▶ **Work to complete**: The required result is each line of the entries below containing the string "schemas".

(Stored items)
PR #101, opened 2025-03-20
MEModel

g-bar:
Implements MEModel routes inc facets, filters, search and pagination.


app/db/model.py
```diff
@@ -340,36 +408,54 @@ class Mesh(LocationMixin, Entity):
...
+        Enum(ValidationStatus, name="me_model_validation_status"),
+        nullable=False,
+        default=ValidationStatus.created,
+    )
+
+    mmodel_id: Mapped[uuid.UUID] = mapped_column(
+        ForeignKey("reconstruction_morphology.id"), nullable=False
+    )
+
+    mmodel = relationship("ReconstructionMorphology", foreign_keys=[mmodel_id], uselist=False)
```
eleftherioszisis, line 437: In the past, we used to refer to mmodel as the inputs to synthesis. However, we may want to change the meaning of an mmodel and use it like here.

g-bar: Yeah I wasn't sure how to name it, also EModel will change to ElectricalCellModel, so I'm not sure. Maybe just
morphology_id and electrical_cell_model_id? Any thoughts @jdcourcol ?

eleftherioszisis: I would suggest going with morphology_id for now.

app/schemas/me_model.py
```diff
@@ -1,23 +1,47 @@
...
 ):
+    id: uuid.UUID
+    species: SpeciesRead
+    strain: StrainRead | None
     brain_region: BrainRegionRead
+    contributions: list[ContributionReadWithoutEntity] | None
+    mtypes: list[MTypeClassRead] | None
+    etypes: list[ETypeClassRead] | None
+    mmodel: MModel
+    emodel: EModelBase
```
GianlucaFicarelli, line 47: MModel and EModelBase don't contain the id, but I think we should return it

tests/test_memodel.py
```diff
@@ -0,0 +1,553 @@
...
+
+from fastapi.testclient import TestClient
+from sqlalchemy.orm import Session
+
+from app.db.model import EModel, ReconstructionMorphology
+
+from .conftest import CreateIds, MEModels
+from .utils import (
+    PROJECT_HEADERS,
+    UNRELATED_PROJECT_ID,
```
GianlucaFicarelli, line 12: Now there are different fixtures for clients with different permissions, so we don't need to manually specify the headers in the tests

app/routers/memodel.py
```diff
@@ -0,0 +1,178 @@
...
+            sa.select(MEModel), user_context.project_id
+        ).filter(MEModel.id == id_)
+
+        query = memodel_joinedloads(query)
+
+        return db.execute(query).unique().scalar_one()
+
+
+@router.post("", response_model=MEModelRead)
+def create_emodel(
```
GianlucaFicarelli, line 72: Minor
```suggestion
def create_memodel(
```

app/routers/memodel.py
```diff
@@ -0,0 +1,178 @@
...
+            authorized_public=memodel.authorized_public,
+            validation_status=memodel.validation_status,
+        )
+
+        db.add(db_em)
+        db.commit()
+        db.refresh(db_em)
+
+        query = memodel_joinedloads(sa.select(MEModel).filter(MEModel.id == db_em.id))
+        return db.execute(query).unique().scalar_one()
```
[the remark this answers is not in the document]
g-bar: This is not allowed, the trigger raises exception if the reference is not public.
https://github.com/openbraininstitute/entitycore/blob/79fbc0cb65fc0065af28b48dfd25aabcb2e62d71/app/db/triggers.py#L50

I can add a test.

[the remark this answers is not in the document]
GianlucaFicarelli: The trigger checks `e1.authorized_public = TRUE OR e1.authorized_project_id = e2.authorized_project_id`
but I was able to create a public memodel while referencing a private emodel using the same project-id.
(e1.authorized_project_id = e2.authorized_project_id in that case)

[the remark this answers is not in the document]
g-bar: Ah that's true, thanks for catching it. It should be AND I think. I'll fix it and add a test.

app/db/model.py
g-bar: I changed it to morphology_id, kept emode_id , though.

app/filters/memodel.py
```diff
@@ -0,0 +1,38 @@
...
+from app.filters.morphology import MorphologyFilter
+
+
+class MEModelFilter(CustomFilter):
+    creation_date__lte: datetime | None = None
+    creation_date__gte: datetime | None = None
+    update_date__lte: datetime | None = None
+    update_date__gte: datetime | None = None
+    name__ilike: str | None = None
+    brain_location_id: int | None = None
```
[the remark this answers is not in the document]
g-bar: Changed here and in MorphologyFilter.

app/filters/memodel.py
```diff
@@ -0,0 +1,38 @@
...
+    brain_region_id: int | None = None
+    species_id__in: list[int] | None = None
+    valdation_status: ValidationStatus | None = None
```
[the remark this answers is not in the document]
g-bar: Fixed.

app/routers/memodel.py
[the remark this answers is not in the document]
g-bar: Updated the trigger to the above and added tests.

app/schemas/me_model.py
g-bar: Added.

tests/test_memodel.py
g-bar: Removed them.

app/routers/memodel.py
```diff
@@ -0,0 +1,178 @@
...
+        joinedload(MEModel.species),
+        joinedload(MEModel.strain),
+        joinedload(MEModel.emodel),
+        joinedload(MEModel.mmodel),
+        joinedload(MEModel.brain_region),
+        joinedload(MEModel.contributions).joinedload(Contribution.agent),
+        joinedload(MEModel.contributions).joinedload(Contribution.role),
+        joinedload(MEModel.mtypes),
+        joinedload(MEModel.etypes),
+        raiseload("*"),
```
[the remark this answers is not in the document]
g-bar: Yes, that is consistent with SQLAlchemy's [guidelines](https://docs.sqlalchemy.org/en/20/orm/queryguide/relationships.html#what-kind-of-loading-to-use).

So I think entity to contributions, assets selectinload, but I think contributions to agent, role should be joinedload since those are many-to-one.

`selectinload(MEModel.contributions).joinedload(Contribution.role)`

app/schemas/emodel.py
```diff
@@ -16,7 +16,7 @@
 
 
 class ExemplarMorphology(CreationMixin, ReconstructionMorphologyBase):
-    pass
+    id: uuid.UUID
```
GianlucaFicarelli, line 19: It's just one field but we can inherit from IdentifiableMixin

app/schemas/me_model.py
```diff
@@ -13,7 +13,11 @@
     StrainRead,
 )
 from app.schemas.contribution import ContributionReadWithoutEntity
-from app.schemas.emodel import EModelBase, ExemplarMorphology as MModel
+from app.schemas.emodel import EModelBase, ExemplarMorphology as Morphology
+
+
+class EModel(EModelBase, CreationMixin):
+    id: uuid.UUID
```
GianlucaFicarelli, line 20: same here, it's just one field but we can inherit from IdentifiableMixin

GianlucaFicarelli (approved):
LGTM!

g-bar:
Thanks @GianlucaFicarelli !

PR #103, opened 2025-03-23
Add SingleNeuronSynaptome & SingleNeuronSynaptomeSimulation

eleftherioszisis:
* Add SingleNeuronSynaptome routers for read_one/create_one/read_many
* Add SingleNeuronSynaptomeSimulation routers for read_one/create_one/read_many
* Refactor router logic for read_one/create_one/read_many into app/routers/common.py for reuse


app/db/model.py
```diff
@@ -496,6 +495,22 @@ class SingleNeuronSimulation(LocationMixin, Entity):
     __mapper_args__ = {"polymorphic_identity": "single_neuron_simulation"}  # noqa: RUF012
 
 
+class SingleNeuronSynaptomeSimulation(DescriptionVectorMixin, LocationMixin, Entity):
+    __tablename__ = "single_neuron_synaptome_simulation"
+    id: Mapped[uuid.UUID] = mapped_column(ForeignKey("entity.id"), primary_key=True)
+    description: Mapped[str] = mapped_column(default="")
+    name: Mapped[str] = mapped_column(default="")
```
jdcourcol, line 502: Can we make name and seed mandatory (nullable = False and no default value )?

app/db/model.py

▶ **Reply to the exercise**:
app/schemas/me_model.py
app/schemas/me_model.py
app/schemas/emodel.py
app/schemas/me_model.py
 from app.schemas.contribution import ContributionReadWithoutEntity
-from app.schemas.emodel import EModelBase, ExemplarMorphology as MModel
+from app.schemas.emodel import EModelBase, ExemplarMorphology as Morphology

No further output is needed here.